# A laplacian working on an equation containing a laplacian and a gradient

I have an equation as follows:

$$a \Delta \mathbf{u} + \mathbf{\nabla}(\mathbf{\nabla} \cdot \mathbf{u}) = 0$$

in which $$a$$ is a constant, $$\mathbf{u}$$ is a vector, $$\Delta$$ is the Laplacian operator, $$\mathbf{\nabla}$$ is the gradient operator and $$\mathbf{\nabla} \cdot$$ is the divergence operator.

If I take a Laplacian of the above equation, the answer is supposed to be:

$$\Delta \Delta \mathbf{u} = 0.$$

But how could I reach this?

(Actually, these two equations are eq.(7.4) and eq.(7.7) in the book of Theory of Elasticity - 1970 written by L. Landau)

$$\bf{Edit.1}$$ - A possible solution

Since we know: $$\mathbf{\nabla}(\mathbf{\nabla} \cdot \mathbf{u}) = \Delta \mathbf{u} + \mathbf{\nabla} \times (\mathbf{\nabla} \times \mathbf{u})$$, if we insert this equation to the first equation and then apply Laplacian operator on it, we will have a following equation:

$$a \Delta \Delta \mathbf{u} + \Delta \Delta \mathbf{u} + \mathbf{\nabla} \cdot ( \mathbf{\nabla} ( \mathbf{\nabla} \times (\mathbf{\nabla} \times \mathbf{u}) ) ) = 0$$

where I used the fact that $$\Delta \mathbf{v} = \mathbf{\nabla} \cdot (\mathbf{\nabla} \mathbf{v} )$$, in which $$\mathbf{v}$$ is another vector.

Now, if we assume that we can commute $$\mathbf{\nabla}$$ with $$\mathbf{\nabla} \times$$, the above equation would become:

$$a \Delta \Delta \mathbf{u} + \Delta \Delta \mathbf{u} + \mathbf{\nabla} \cdot ( \mathbf{\nabla} \times ( \mathbf{\nabla} (\mathbf{\nabla} \times \mathbf{u}) ) ) = 0$$

Since it is known that $$\mathbf{\nabla} \cdot ( \mathbf{\nabla} \times \mathbf{v}) = 0$$, finally we will have:

$$(a + 1) \Delta \Delta \mathbf{u} = 0$$

Then, either we say $$a = -1$$, or we say $$\Delta \Delta \mathbf{u} = 0$$.

It turns out that $$a = 1- 2 \sigma$$, in which $$\sigma$$ represents the Poisson's ratio.

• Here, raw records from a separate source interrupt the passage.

PR #56, opened 2021-03-23
Update AZP URL in readme.md

pavel-mikula-sonarsource:
Update of Azure DevOps URL after changing settings in AZP.


jblievremont:
Thanks @pavel-mikula-sonarsource!

PR #59, opened 2021-04-14
SLLS-26 Ignore invalid Java classpath entries

jblievremont:


src/main/java/org/sonarsource/sonarlint/ls/AnalysisManager.java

For a stable, isotropic and linear elastic material, $$\sigma$$ must be between -1.0 and 0.5. Thus, the possibility of $$a = -1$$ can be ruled out, and we have $$\Delta \Delta \mathbf{u} = 0$$ at the end.

Anyway, the possibility of the interchange of the gradient and curl would be critical for my approach.

$$\bf{Edit.2}$$ There is a problem in Edit.1

The curl of a gradient is 0, but it is not necessary that the gradient of a curl is also 0. Thus, the assumption that I made in Edit.1, which is that we can commute the curl and gradient, is wrong!

• Is there any statement made about the coordinate system? In cartesian coordinates, the Vector Laplacian boils down to $\boldsymbol \Delta \boldsymbol u = \Delta u_i$. Otherwise, I am not sure if you can prove this since you just bite always your own tail if you play around with the vector identities. Commented Apr 6, 2022 at 8:03
• @DanDoe Since this is about a general statement of the property of displacements in the theory of elasticity, I think a 3D Cartesian coordinates is OK. Commented Apr 6, 2022 at 11:56

## 1 Answer

The problem can proved by this way.

If we take a divergence of the first equation, we get

$$\Delta (\mathbf{\nabla} \cdot \mathbf{u}) = 0$$

Now, if we take the Laplacian of the first equation and take into account that a Laplacian and a gradient is commutable, we get

$$a \Delta \Delta \mathbf{u} + \mathbf{\nabla}[\Delta (\mathbf{\nabla} \cdot \mathbf{u})] = 0$$

then it is easy to see

$$\Delta \Delta \mathbf{u} = 0$$